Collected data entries

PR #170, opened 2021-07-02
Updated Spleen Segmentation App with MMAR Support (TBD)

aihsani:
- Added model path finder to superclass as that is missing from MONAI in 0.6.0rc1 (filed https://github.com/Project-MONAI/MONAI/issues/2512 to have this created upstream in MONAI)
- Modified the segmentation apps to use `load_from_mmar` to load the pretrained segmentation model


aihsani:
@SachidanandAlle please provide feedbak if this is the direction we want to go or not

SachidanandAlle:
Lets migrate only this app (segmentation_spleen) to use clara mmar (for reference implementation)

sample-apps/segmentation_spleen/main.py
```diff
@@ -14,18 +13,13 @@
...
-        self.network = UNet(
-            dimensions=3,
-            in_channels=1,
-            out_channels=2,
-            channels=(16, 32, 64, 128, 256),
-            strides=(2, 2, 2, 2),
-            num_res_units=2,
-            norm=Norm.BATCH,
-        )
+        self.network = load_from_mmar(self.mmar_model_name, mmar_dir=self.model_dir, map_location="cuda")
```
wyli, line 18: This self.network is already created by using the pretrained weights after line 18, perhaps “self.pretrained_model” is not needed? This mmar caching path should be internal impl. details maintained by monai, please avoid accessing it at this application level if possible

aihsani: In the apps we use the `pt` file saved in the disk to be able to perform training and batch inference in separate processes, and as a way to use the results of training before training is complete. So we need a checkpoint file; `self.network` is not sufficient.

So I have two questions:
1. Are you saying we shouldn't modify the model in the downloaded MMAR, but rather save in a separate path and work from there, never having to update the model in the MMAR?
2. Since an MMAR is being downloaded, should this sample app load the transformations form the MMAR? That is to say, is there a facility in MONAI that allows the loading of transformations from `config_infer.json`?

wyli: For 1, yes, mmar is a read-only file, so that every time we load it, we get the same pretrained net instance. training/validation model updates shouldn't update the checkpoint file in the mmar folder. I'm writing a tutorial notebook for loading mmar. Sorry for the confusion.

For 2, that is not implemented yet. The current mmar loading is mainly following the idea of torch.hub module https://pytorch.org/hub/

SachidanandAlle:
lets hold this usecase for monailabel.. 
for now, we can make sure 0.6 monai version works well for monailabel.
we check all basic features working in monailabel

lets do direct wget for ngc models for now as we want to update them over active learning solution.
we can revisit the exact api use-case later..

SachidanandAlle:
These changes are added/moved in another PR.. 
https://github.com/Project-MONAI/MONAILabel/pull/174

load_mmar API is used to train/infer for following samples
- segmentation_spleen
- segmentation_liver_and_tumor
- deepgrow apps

==

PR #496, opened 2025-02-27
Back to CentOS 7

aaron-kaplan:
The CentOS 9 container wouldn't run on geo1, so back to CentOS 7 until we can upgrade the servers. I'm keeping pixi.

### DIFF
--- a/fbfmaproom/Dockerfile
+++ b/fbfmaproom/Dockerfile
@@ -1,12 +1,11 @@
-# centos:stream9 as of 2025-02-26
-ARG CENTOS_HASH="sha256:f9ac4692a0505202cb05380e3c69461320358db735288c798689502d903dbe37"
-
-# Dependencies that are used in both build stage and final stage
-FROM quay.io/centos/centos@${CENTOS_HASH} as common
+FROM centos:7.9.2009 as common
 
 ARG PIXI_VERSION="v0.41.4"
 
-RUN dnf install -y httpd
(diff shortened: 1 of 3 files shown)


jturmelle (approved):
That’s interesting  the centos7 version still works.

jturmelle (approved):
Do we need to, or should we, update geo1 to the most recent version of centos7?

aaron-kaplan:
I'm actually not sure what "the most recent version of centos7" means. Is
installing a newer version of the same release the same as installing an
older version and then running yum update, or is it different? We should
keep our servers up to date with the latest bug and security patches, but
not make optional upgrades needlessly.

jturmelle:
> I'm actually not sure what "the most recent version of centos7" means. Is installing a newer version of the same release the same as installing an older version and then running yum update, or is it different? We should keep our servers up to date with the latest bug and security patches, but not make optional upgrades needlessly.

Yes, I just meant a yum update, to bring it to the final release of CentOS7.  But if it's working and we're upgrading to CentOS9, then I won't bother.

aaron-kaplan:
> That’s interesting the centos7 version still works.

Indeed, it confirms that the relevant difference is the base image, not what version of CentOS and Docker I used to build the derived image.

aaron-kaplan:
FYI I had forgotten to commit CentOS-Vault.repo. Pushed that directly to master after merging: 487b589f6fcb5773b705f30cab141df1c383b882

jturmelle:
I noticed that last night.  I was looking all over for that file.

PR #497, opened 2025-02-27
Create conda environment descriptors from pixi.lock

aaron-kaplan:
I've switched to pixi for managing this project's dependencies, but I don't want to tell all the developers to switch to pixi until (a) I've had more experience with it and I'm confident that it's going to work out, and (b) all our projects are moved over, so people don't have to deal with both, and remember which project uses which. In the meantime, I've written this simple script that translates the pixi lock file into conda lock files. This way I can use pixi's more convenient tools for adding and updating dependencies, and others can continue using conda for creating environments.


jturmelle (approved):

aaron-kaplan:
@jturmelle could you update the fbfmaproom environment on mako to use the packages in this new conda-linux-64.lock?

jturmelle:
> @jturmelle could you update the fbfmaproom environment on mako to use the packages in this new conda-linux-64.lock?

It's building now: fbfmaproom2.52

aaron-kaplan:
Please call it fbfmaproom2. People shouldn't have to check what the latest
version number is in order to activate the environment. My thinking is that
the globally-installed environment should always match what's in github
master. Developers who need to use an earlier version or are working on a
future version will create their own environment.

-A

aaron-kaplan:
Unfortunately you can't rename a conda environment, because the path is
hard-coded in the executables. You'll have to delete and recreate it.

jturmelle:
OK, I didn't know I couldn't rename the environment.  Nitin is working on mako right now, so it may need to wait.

» WHAT YOU ARE ASKED TO DO
What do the lines above say from the one containing "we check all" down to the one containing "- deepgrow apps"? Return them exactly, both end lines included, and only them.

» WRITTEN REPLY
we check all basic features working in monailabel

lets do direct wget for ngc models for now as we want to update them over active learning solution.
we can revisit the exact api use-case later..

SachidanandAlle:
These changes are added/moved in another PR.. 
https://github.com/Project-MONAI/MONAILabel/pull/174

load_mmar API is used to train/infer for following samples
- segmentation_spleen
- segmentation_liver_and_tumor
- deepgrow apps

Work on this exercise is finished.